Doesn’t an old saying go, “The road to misogyny is paved with good intentions”? Snyder’s Suckerpunch is a strange beast: an adolescent wish-fulfillment visual confection that seeks to espouse – I think anyway – a nerd-friendly paradigm of sexually empowered females. I’m certain someone framed it as such in a pitch meeting. The film conflates fantasy and reality as Emily Browning’s Baby Doll is institutionalized after attacking her abusive step-father; what follows is like The Wizard of Oz stopped by an anime convention on its way to the Moulin Rouge. That premise could bear interesting fruit, however Snyder’s execution neuters even the sort of patriarchy-exploiting empowerment that can be gleaned by embracing feminity’s inherent sexual power.
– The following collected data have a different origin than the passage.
PR #4734, opened 2020-06-09
Fixing a bunch of codacy warnings

hkaiser:


examples/quickstart/factorial.cpp
```diff
@@ -26,8 +26,8 @@ HPX_PLAIN_ACTION(factorial, factorial_action);
 ///////////////////////////////////////////////////////////////////////////////
 std::uint64_t factorial(std::uint64_t n)
 {
-    if (0 >= n)
-        return 1;
+    if (n < 2)
+        return n;
```
msimberg, line 30: This isn't right if `n = 0`. It should still always return `1`.

examples/quickstart/hello_world_distributed.cpp
```diff
@@ -47,7 +47,7 @@ std::size_t hello_world_worker(std::size_t desired)
         char const* msg = "hello world from OS-thread {1} on locality {2}\n";
 
         hpx::util::format_to(hpx::cout, msg, desired, hpx::get_locality_id())
-            << hpx::flush;
+            << std::flush;
```
msimberg, line 50: Is this something we should enforce more generally (or maybe this is the last use of `hpx::flush`? I doubt it...)? And perhaps mark `hpx::flush` as deprecated?

libs/runtime_local/src/runtime_local.cpp
```diff
@@ -952,9 +952,8 @@ namespace hpx {
             return false;
         }
 
-        bool numa_sensitive = false;
         if (std::size_t(-1) != get_worker_thread_num())
-            return numa_sensitive;
+            return false;
```
msimberg, line 956: Hmm, does this function ever return anything but `false`? Either this function should query the default/current scheduler for the value or the function shouldn't exist at all. Does not need to be changed in this PR.

examples/quickstart/factorial.cpp
hkaiser: This should never be called with `n == 0`, I think. In any case, the old test was wrong, definitely.

hkaiser:
> Couple of questions: I've received more emails from codacy lately. Did something change in the codacy setup? 

I had to reinstall the codacy hook as they have changed things on their end. That could have caused the changes.

> Do you know if there's an option to check pull requests from forked repos as well? I think some of these have snuck in from my changes.

I don't know that, sorry.

examples/quickstart/hello_world_distributed.cpp
hkaiser: Yes, I think we should deprecate `hpx::flush` and all the other manipulators we have implemented. They are not needed anymore (and have not been for a long time).

libs/runtime_local/src/runtime_local.cpp
hkaiser: I didn't look at the semantics here. Just removed the variable that was not needed anymore.

hkaiser:
> > Do you know if there's an option to check pull requests from forked repos as well? I think some of these have snuck in from my changes.
> 
> I don't know that, sorry.

Update: you might be able to separately integrate your repository with codacy.

examples/quickstart/factorial.cpp
hkaiser: I also think we do the same for all the other fibonacci examples.

msimberg:
> > > Do you know if there's an option to check pull requests from forked repos as well? I think some of these have snuck in from my changes.
> > 
> > 
> > I don't know that, sorry.
> 
> Update: you might be able to separately integrate your repository with codacy.

No worries. Yes, I can definitely do that. That'll at least work for my PRs.

examples/quickstart/factorial.cpp
msimberg: `0! = 1` is perfectly valid. Not a very interesting input for a parallel `factorial` but it's definitely valid input. The zeroth fibonacci number is actually `0` so it makes sense there.

examples/quickstart/hello_world_distributed.cpp
msimberg: https://github.com/STEllAR-GROUP/hpx/issues/4736

libs/runtime_local/src/runtime_local.cpp
msimberg: No worries, let's not mix it into this PR.

examples/quickstart/factorial.cpp
hkaiser: > The zeroth fibonacci number is actually 0 so it makes sense there.

Ok, then `if (n < 2) return n;` is actually correct?

msimberg: > Ok, then `if (n < 2) return n;` is actually correct?

Well, yes, for fibonacci. This is factorial ;)

hkaiser: Uhh, right. Not sure what I was thinking...

hkaiser:

PR #4737, opened 2020-06-09
Allow hpxrun.py to run on remote nodes with tcp parcelport

stevenrbrandt:
hpxrun.py is a useful command, but does not allow running on remote localities.

## Proposed Changes

specify -n nodes to allow running on remote locations for tcp parcelport.

### DIFF
--- a/cmake/templates/hpxrun.py.in
+++ b/cmake/templates/hpxrun.py.in
@@ -26,6 +26,7 @@ import functools, signal
 import traceback
 import time
 import threading
+import re
 
 from optparse import OptionParser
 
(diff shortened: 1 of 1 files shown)


biddisco:
NB. If a small note/doc could be added somewhere to document hpxrun (or if it exists already - could it be extended?) - to briefly show an example command-line. Much of this stuff is not documented anywhere and when someone makes a change like this it would be great if someone familiar with the scripts could take 5 mins to add to the docs to save the next person a bit of time.

msimberg:
Thanks @stevenrbrandt! The pycicle clang-oldest failure is unrelated.

PR #4741, opened 2020-06-11
Fixing a warning generated for unity builds with msvc

hkaiser:
- apparently the build system doesn't like having files with the
  same names in the same module


msimberg:
Thanks! I think you'll need to update the file lists in `libs/format/CMakeLists.txt`...

PR #5948, opened 2022-07-09
Adding support for pure sender/receiver based executors to parallel algorithms

hkaiser:
- thread_pool_scheduler now takes an execution policy type
- bulk with a sync scheduler falls back to default bulk implementation
- flyby: add workaround for MSVC failing to compile scheduler_executor test
- flyby: modernize executor customization point implementations
- flyby: add unary and nullary wait_all(future<T>)
- flyby: fixing size_t -> uint32_t conversion warnings
- flyby: making policy mapping CPOs final and tag_invoke friend members private
- flyby: adding missing #include to datapar.hpp
- flyby: fix value_type calculation for let_value
- adding support for s/r for partitioner (and for_loop)
- adding direct s/r support to for_each_scaling benchmark
- adding tests
- added default for get_annotation property (returns nullptr)

### DIFF
--- a/cmake/HPX_AddConfigTest.cmake
+++ b/cmake/HPX_AddConfigTest.cmake
@@ -440,6 +440,15 @@ function(hpx_check_for_cxx17_copy_elision)
 endfunction()
 
 # ##############################################################################
+function(hpx_check_for_cxx17_optional_copy_elision)
+  add_hpx_config_test(
+    HPX_WITH_CXX17_OPTIONAL_COPY_ELISION
+    SOURCE cmake/tests/cxx17_optional_copy_elision.cpp
+    FILE ${ARGN}
+  )
+endfunction()
+
+# ##############################################################################
 function(hpx_check_for_cxx20_coroutines)
   if(NOT HPX_WITH_CXX20_COROUTINES)
     unset(HPX_CXX20_COROUTINES_FLAGS)
--- a/cmake/HPX_PerformCxxFeatureTests.cmake
+++ b/cmake/HPX_PerformCxxFeatureTests.cmake
@@ -77,6 +77,10 @@ function(hpx_perform_cxx_feature_tests)
 
   hpx_check_for_cxx17_copy_elision(DEFINITIONS HPX_HAVE_CXX17_COPY_ELISION)
 
+  hpx_check_for_cxx17_optional_copy_elision(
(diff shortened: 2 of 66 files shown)


hkaiser:
@bhumitattarde could you please have a look why the docs-html build step has failed for this PR?

bhumitattarde:
> @bhumitattarde could you please have a look why the docs-html build step has failed for this PR?

Doxygen/Sphinx seem to be thinking

```cpp
template <typename BaseExecutor>
    explicit annotating_executor(BaseExecutor&& sched, std::string annotation)
        -> annotating_executor<std::decay_t<BaseExecutor>>;

    template <typename BaseExecutor>
    explicit annotating_executor(
        BaseExecutor&& sched, char const* annotation = nullptr)
        -> annotating_executor<std::decay_t<BaseExecutor>>;
```

are the same declarations. Telling Doxygen to not consider one of the declarations makes the build job go through, though at the expense of incomplete documentation. Something like this can be done as a temporary fix:

```cpp
template <typename BaseExecutor>
    explicit annotating_executor(BaseExecutor&& sched, std::string annotation)
        -> annotating_executor<std::decay_t<BaseExecutor>>;

    /// \cond BREAKS_DOXYGEN
    template <typename BaseExecutor>
    explicit annotating_executor(
        BaseExecutor&& sched, char const* annotation = nullptr)
        -> annotating_executor<std::decay_t<BaseExecutor>>;
    /// \endcond BREAKS_DOXYGEN
```

I'm not sure why this is happening, but some guesses  -- 

1. Doxygen version might not be compatible with the Sphinx/Breathe version. We can try playing around with the versions a bit.
2. Doxygen has an open issue where trailing return type declarations are not parsed correctly. I tried converting trailing return statements to traditional return statements but interestingly, that didn't help.
3. Bug in Doxygen/Breathe/Sphinx (that might have been fixed in the latest versions).

hkaiser:
> 1. Doxygen version might not be compatible with the Sphinx/Breathe version. We can try playing around with the versions a bit.
> 2. Doxygen has an open issue where trailing return type declarations are not parsed correctly. I tried converting trailing return statements to traditional return statements but interestingly, that didn't help.
> 3. Bug in Doxygen/Breathe/Sphinx (that might have been fixed in the latest versions).

Thanks for the analysis. I think that there is no harm done if one of the CTAD deduction rules would not be documented. Documenting the constructors will be fine. I'll add that `\cond` as you suggested.

hkaiser:
bors merge

PR #5956, opened 2022-07-17
Adding sync_wait_with_variant

hcq9102:
P2300R5: [sync_wait_with_variant](https://www.open-std.org/jtc1/sc22/wg21/docs/papers/2022/p2300r5.html#design-typed)
sync_wait_with_variant, which accepts any sender, but returns an optional whose value type is the variant of all the possible tuples sent by the input sender:
## Checklist

### DIFF
--- a/libs/core/execution/CMakeLists.txt
+++ b/libs/core/execution/CMakeLists.txt
@@ -26,6 +26,7 @@ set(execution_headers
     hpx/execution/algorithms/split.hpp
     hpx/execution/algorithms/start_detached.hpp
     hpx/execution/algorithms/sync_wait.hpp
+    hpx/execution/algorithms/sync_wait_with_variant.hpp
     hpx/execution/algorithms/then.hpp
     hpx/execution/algorithms/transfer.hpp
     hpx/execution/algorithms/transfer_just.hpp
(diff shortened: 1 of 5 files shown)


hkaiser (changes requested):
Very nice! Please add the new file here: https://github.com/STEllAR-GROUP/hpx/blob/master/libs/core/execution/CMakeLists.txt#L26, and add the new test to the build system (here: https://github.com/STEllAR-GROUP/hpx/blob/master/libs/core/execution/tests/unit/CMakeLists.txt#L19).

Also, now that you have a working version that duplicates 95% of the `sync_wait` code, would you see a way to combine the implementations of `sync_wait` and `sync_wait_with_variant` to reduce the amount of code repetition?

hcq9102:
> Also, now that you have a working version that duplicates 95% of the `sync_wait` code, would you see a way to combine the implementations of `sync_wait` and `sync_wait_with_variant` to reduce the amount of code repetition?

Sure, will do.

hkaiser:
@hcq9102 things should be fine now. Please note that I also have rebased this branch onto master.

hkaiser:
This can be closed as it is subsumed by #6015

hcq9102:
#6015 got merged. We don't need this one anymore.(sync_wait_with_variant integrating with sync_wait)

PR #5961, opened 2022-07-21
Prevent stalling during shutdown when running hello_world_distributed

hkaiser:
- flyby: fix dll-export warnigs


hkaiser:
bors merge

PR #5970, opened 2022-07-29
Fixing component multiple inheritance

### LINKED ISSUE #5964: component with multiple inheritance
## Expected Behavior

Previously I have successfully used components with multiple inheritance but this appears to cause problems in HPX 1.8.0.

## Actual Behavior

Components which inherit from another class cause segfaults (the backtraces seems to generally point back to the class destructor). 

See this test case which works in HPX 1.7.0 but fails in HPX 1.8.0. This test case passes if I inherit from `component_base` first but this makes me feel like I am relying on some fragile behavior which may not really be working properly. Is this meant to be supported?

```
#include <hpx/config.hpp>
#include <hpx/hpx_init.hpp>
#include <hpx/include/actions.hpp>
#include <hpx/include/async.hpp>
#include <hpx/include/components.hpp>
#include <hpx/include/runtime.hpp>
#include <hpx/include/util.hpp>

#include <atomic>
#include <cstddef>
#include <vector>

struct foo_t {
  int a;
  int b;
  foo_t() = default;
  foo_t(int a, int b) : a(a), b(b) {}

  friend class hpx::serialization::access;
  template<typename Archive> inline void serialize(Archive &ar, const unsigned int) {
    ar & a & b;
  }
};

struct component_server : foo_t, hpx::components::component_base<component_server> {
  component_server(foo_t foo) : foo_t(std::move(foo)) {}
};

HPX_REGISTER_COMPONENT(
    hpx::components::component<component_server>, component_server_component)

int hpx_main()
{
    foo_t in {1,2};
    hpx::id_type id = hpx::new_<component_server>(hpx::find_here(), in).get();
    const component_server& out = *hpx::get_ptr<component_server>(hpx::launch::sync_policy(), id);
    HPX_TEST_EQ(out.a, in.a);
    HPX_TEST_EQ(out.b, in.b);

    return hpx::finalize();
}

int main(int argc, char** argv)
{
    HPX_TEST_EQ(hpx::init(argc, argv), 0);
    return hpx::util::report_errors();
}
#endif
```

## Specifications

Please describe your environment:

  - HPX Version: 1.8.0
  - Platform (compiler, OS): gcc 12.1.1, opensuse tumbleweed

hkaiser:
- flyby: fixing get_ptr<>(sync)

Fixes #5964

@kleinhenz would you be able to verify whether this fixes your problem?

### DIFF
--- a/libs/full/components/include/hpx/components/get_ptr.hpp
+++ b/libs/full/components/include/hpx/components/get_ptr.hpp
@@ -253,7 +253,8 @@ namespace hpx {
             naming::get_locality_id_from_gid(gid) == agas::get_locality_id(ec))
         {
             return std::shared_ptr<Component>(
-                get_lva<Component>::call(gid.get_lsb()),
+                get_lva<Component>::call(
+                    reinterpret_cast<hpx::naming::address_type>(gid.get_lsb())),
                 detail::get_ptr_no_unpin_deleter(id));
         }
 
--- a/libs/full/components/tests/regressions/CMakeLists.txt
+++ b/libs/full/components/tests/regressions/CMakeLists.txt
@@ -1,5 +1,25 @@
-# Copyright (c) 2020-2021 The STE||AR-Group
+# Copyright (c) 2022 Hartmut Kaiser
 #
 # SPDX-License-Identifier: BSL-1.0
 # Distributed under the Boost Software License, Version 1.0. (See accompanying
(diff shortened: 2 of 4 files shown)


kleinhenz:
Yes this fixes the problem for me. Thanks! Any chance this can make it into 1.8.1?

hkaiser:
> Yes this fixes the problem for me. Thanks! Any chance this can make it into 1.8.1?

Yes, that's the plan.

hkaiser:
bors merge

Baby Doll is transported to an alternate reality where she plans escape whenever she dances for the men in charge of the institution/burlesque house; the audience is denied any glimpse of this, instead being shown the battles between various giant samurai and monstrous Nazi analogs. If you are positing an agency to be had through via this means of empowerment, certainly it must be necessary to show this agency in practice, rather than implying it off-screen and robbing it of its effectiveness.



Take Shelter

Written and Directed by Jeff Nichols
Starring Michael Shannon, Jessica Chastain, and Shea Whigham

There is something in Michael Shannon’s ease with the unsettled that makes me afraid for him. In Jeff Nichols’ Take Shelter Shannon plays Curtis, hard-working husband and father, whose sanity may be leaking away. The dreams that haunt Curtis’ sleep are vivid and strange; a storm comes, bringing a viscous rain and an inversion of the natural order: his dog attacks, strangers steal his child, etc. These dreams have a cumulative effect on Curtis, bolstered by the knowledge that his mother was admitted to an assisted living home when her own mental illness became problematic. The film takes great pains to anchor Curtis’ schizophrenic hallucinations in reality; Curtis is histrionic, he copes in practical ways, but is real and social pressures exert themselves such that obtaining proper care is not possible. Due to the patience of the film and Shannon’s performance, a visceral sort of anxiousness is instilled in the viewer; the film is uncanny in evoking a feeling akin to the organic manner that anxiety, while living in the mind, has deep roots in the body. In a less methodical film the ending’s ambiguity could seem trite, here it opens an array of possibilities, each darker than the next.




X-Men First Class

Written by Ashley Miller, Zack Stetz, Matthew Vaughn, and Bryan Singer
Directed by Matthew Vaughn
Starring James McAvoy, Michael Fassbender, Kevin Bacon, and Jennifer Lawrence

The franchise of X-Men comics and films function in such a successful manner because the story is, essentially, allegorical to any sort of societal outcast finding acceptance, to anyone who feels, or has felt, marginalized by society. First Class employs this structure well, moving back in time to when the Xavier School was founded, allowing the character of Professor X, played charmingly by James McAvoy, to likewise be seen carving out a space in society for people like himself. The film is also made much stronger for its focus on the relationship between Xavier and Erik Lehnsherr, the always spell-binding Michael Fassbender, who has all the charm of James Bond and a mutant power to boot. Each man plays friend and foil to the other, their ideological conflicts equally compelling and complicating any subsequent assignments of the villain role. This pairing binds a film with decent 60’s decor and costumes and a predictable comic-esque plot, its focus on character proving more successful than its more outlandish set pieces and ideas. One of the more successful comic book adaptations, whose success most often resides in remembering that people invest emotion in character more than spectacle.